The haematological investigation revealed slight leucocytosis (increase of about 56%), accompanied by a slight increase of neutrophilic granulocytes (factor 2) and a decrease (27%) of lymphocytes in rats of the high-dose group. The main effects of the clinical chemistry analysis were a 35% depletion of oxidized hepatic glutathione (GSSG) and a corresponding 37% decrease in the total hepatic glutathione (reduced glutathione and GSSG) level in the high dose group. Some variations in the haematological and clinicochemical parameters (thromboplastin, partial thromboplastin time, electrolytes, glucose, urea, transferases) of the high-dose group were observed, but they were considered to be of no major toxicological relevance.

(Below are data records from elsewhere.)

PR #1058, opened 2020-05-16
Implement text macros

Hugal31:
This is some draft work on text macros.

- It currently only have English pronouns.
- Also, to make it work with NGettext, ~~I had to subclass `CultureInfo` to override its implementation of `IFormatProvider`. I am not convinced this is a good design.~~ I created a subclass of `Catalog`.
- I am not really happy with the implementation of `IGenderable.GetGenderOrEpicene`, which have a "special case" for IEntity.

This is also missing "Name" and "The" macros.


Robust.Shared/Localization/Macros/Attributes.cs
```diff
@@ -0,0 +1,36 @@
...
+    {
+        public Gender Gender => Gender.Epicene;
+
+        /// <summary>
+        /// Helper function to get the gender of an object, or Epicene if the object is not IGenderable
+        /// </summary>
+        public static Gender GetGenderOrEpicene(object argument)
+        {
+            // FIXME The Entity special case is not really good
+            if (argument is IEntity entity)
```
ComicIronic, line 27: Could implement `IGenderable` as an interface on `IEntity` - though I don't know how others feel about that as a design decision.

Hugal31: Yeah, I thought about that, but I think it would quickly become bloated with tons of unrelated features.

Another idea is to systematically wrap the entity with something implementing IGenderable + other "grammar attributes" getters. This could be done in `Loc` or at the call.

ComicIronic: I don't understand - where would the bloat come from?

Hugal31: If adding implementations to IEntity be the default solution for everything, it will become another god-interface.
Just with grammar-related features, let's say we want a firstname, surname, occupation name macros, or whatever, that's more interface to implement.

Robust.Shared/Localization/Macros/Attributes.cs
```diff
@@ -0,0 +1,36 @@
+﻿using Robust.Shared.Interfaces.GameObjects;
+
+namespace Robust.Shared.Localization.Macros
+{
+    /// <summary>
+    /// "Possible" gender for grammatical usage only.
+    /// Arranged in alphabetical order so as not to offend anyone.
+    /// </summary>
+    public enum Gender
```
PJB3005, line 9: Does having a plural gender make sense here? I know BYOND has one but not sure if it's useful.

Robust.Shared/Localization/Macros/Attributes.cs
```diff
@@ -0,0 +1,36 @@
+﻿using Robust.Shared.Interfaces.GameObjects;
+
+namespace Robust.Shared.Localization.Macros
+{
+    /// <summary>
+    /// "Possible" gender for grammatical usage only.
+    /// Arranged in alphabetical order so as not to offend anyone.
```
PJB3005: I think maybe not bringing it up in the first place is probably best.

PJB3005 (commented):
> This is some draft work on text macros. It currently only have English pronouns. Also, to make it work with NGettext

Could maybe consider shooting a PR to NGetText for this.

Robust.Shared/Localization/Macros/Attributes.cs
Hugal31: Fair point

Robust.Shared/Localization/Macros/Attributes.cs
Hugal31: I was thinking about another attribute. For instance, let's say you have a steel sheet. The ItemComponent (or a separated component) could be giving `Gender == Neutral`, but the StackComponent could be saying "Number = 3".
In addition, I think I remember some languages (Russian ?) have different plurals for different numbers, so an enum could not be enough.

Hugal31: Also some languages might have different plurals for the different genders.
And I am not talking about Japanese, which have like 20 ways to count things depending of the type (flat, large, small, clothes, small living, big living, etc...)

PJB3005: Yeah plurals kinda suck in various languages. Gettext (and by extension NGettext) has a system for this including like an arbitrary expression parser to select plural forms.

Hugal31:
> Could maybe consider shooting a PR to NGetText for this.

I opened an issue. Meanwhile, I could simply subclass `NGettext.Catalog`, there are only 4 functions to change.

Hugal31:
I added a register macro for text macros, its much cleaner now.

PR #1867, opened 2021-07-16
Replace most VBox/HBoxContainers with BoxContainers

Visne:


Robust.Client/Console/Commands/Debug.cs
```diff
@@ -536,7 +537,10 @@ public void Execute(IConsoleShell shell, string argStr, string[] args)
             var scroll = new ScrollContainer();
             tabContainer.AddChild(scroll);
             //scroll.SetAnchorAndMarginPreset(Control.LayoutPreset.Wide);
-            var vBox = new VBoxContainer();
+            var vBox = new BoxContainer
+            {
+            	Orientation = LayoutOrientation.Vertical
```
PJB3005: Your IDE is misconfigured and inserting tabs here instead of spaces. Please fix it.

This goes for many other lines in the PR diff too.

PJB3005 (changes requested):

Robust.Client/Console/Commands/Debug.cs
Visne: Fixed. I replaced with `\t` instead of four spaces.

Visne:
I'm not sure what to do with that failing testt, apart from that this can be reviewed again.

PJB3005:
Failing test isn't your fault.

PR #1871, opened 2021-07-18
Fix IMapGrid WorldToLocal + LocalToWorld

metalgearsloth:
I noticed this from the F3 menu on my rotated grids branch as it was the reason context menus don't work on rotated grids (amongst other things). I talked to Vera and we agreed that a -10,0 EntityCoordinate should remain -10,0 even if the grid is flipped 180 degrees.

Hence we need to account for the grid's rotation when returning WorldToLocal + LocalToWorld points.


gradientvera (approved):
LGTM, and the tests failing doesn't seem to be your fault

PR #1872, opened 2021-07-19
Change KinematicControllerCollision to use WorldNormal instead

metalgearsloth:
Content cares about the WorldNormal and not the LocalNormal so this fixes pushing bugs.


Robust.Shared/Physics/Dynamics/ContactManager.cs
```diff
@@ -434,26 +435,29 @@ internal void Collide()
 
         public void PreSolve(float frameTime)
         {
+            Span<Vector2> points = stackalloc Vector2[2];
+
```
metalgearsloth, line 439: Only done because InitializeWorldManifold needs it even though we don't care about it.

PR #1892, opened 2021-07-25
Fix containers with entities that do not exist yet

ShadowCommander:
Sometimes an entity contained in a container does not exist on the client yet, which causes a crash. This fixes that by adding an EntityUid list to the container for expected entities.

Related:
space-wizards/space-station-14#4354
space-wizards/space-station-14#1659
This is a partial fix for those two errors. It'll prevent the error from crashing the game, but it doesn't get the missing entity from the server, so I'm not sure if it'll actually fix these issues. Hopefully the entity is just arriving late, but it could be that the entity is outside PVS and thus not sent at all.

Reworking containers to only use EntityUids is going to take quite a bit more work, so I'm putting this fix out since there have been multiple issues reported about this crashing the game.

Test: space-wizards/space-station-14#4371


ShadowCommander:
Ready for review

mirrorcult (approved):

Robust.Client/GameObjects/EntitySystems/ContainerSystem.cs
```diff
@@ -0,0 +1,236 @@
...
+                        unexpected ??= new List<EntityUid>();
+                        unexpected.Add(entityUid);
+                    }
+                }
+
+                if (unexpected != null)
+                {
+                    foreach (var entityUid in unexpected)
+                        RemoveExpectedEntity(entityUid);
+                }
```
metalgearsloth: Should probably log unexpected entities tbh.

ShadowCommander: Haha, the variable `unexpected` was for entities that were part of the `ExpectedEntities` list but were removed on the server before the client ever got the entity. I'll rename the variable so it's clearer.

PR #1896, opened 2021-07-25
Don't use DeferMoveEvent if the position is NaN

### LINKED ISSUE #1893: Anchoring doesn't raise MoveEvents
Currently this means the broadphase between server and client desyncs. @Acruid do you have a recommendation on this? Should stuff just subscribe to the anchoring event or should anchoring also raise the MoveEvent?

metalgearsloth:
The issue is that currently moving around means any non-anchored entities have their positions updated to / from NaN. As you can imagine this is a performance nightmare for anything subscribing to it, especially considering it leads to the broadphase getting desynced for physics when anchoring (currently) OR broadphase performance tanking the client due to contacts never stopping their overlap (at least without adding specific NaN handlers everywhere for this which is FUN).

Realistically we need one of the alternatives Acruid has laid out because I can't foresee a sane solution to keep the broadphase up to date without adding hacks for it.

Fixes: https://github.com/space-wizards/RobustToolbox/issues/1893

I'd suggest not merging without acruid / PJB's approval.

@Acruid

### DIFF
--- a/Robust.Shared/GameObjects/Components/Transform/TransformComponent.cs
+++ b/Robust.Shared/GameObjects/Components/Transform/TransformComponent.cs
@@ -734,7 +734,7 @@ namespace Robust.Shared.GameObjects
 
                 var newParentId = newState.ParentID;
                 var rebuildMatrices = false;
-                if (Parent?.Owner?.Uid != newParentId)
+                if (Parent?.Owner.Uid != newParentId)
                 {
                     if (newParentId != _parent)
                     {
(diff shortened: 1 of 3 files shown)


metalgearsloth:
image

See if Acruid comes back with anything.

dekakenedi:
Pada tanggal Min, 25 Jul 2021 22.40, metalgearsloth <
***@***.***> menulis:

dekakenedi:
Pada tanggal Min, 25 Jul 2021 22.52, dekakenedi ***@***.***>
menulis:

Urinalysis did not reveal any treatment-related changes.

Absolute and relative organ weights of the liver, kidneys, heart, brain and adrenal glands were not significantly affected by treatment with the test substance.

The histopathological examination did not reveal any treatment-related changes in the liver and kidney. In correlation with the macroscopic findings, some rats in the middle-dose group showed minimal to slight dermatitis, acanthosis and hyperkeratosis. Moderate dermatitis and moderate-to-marked necrosis were detected in all rats in the high-dose group.

The systemic no-effect level was 60 mg/kg body weight.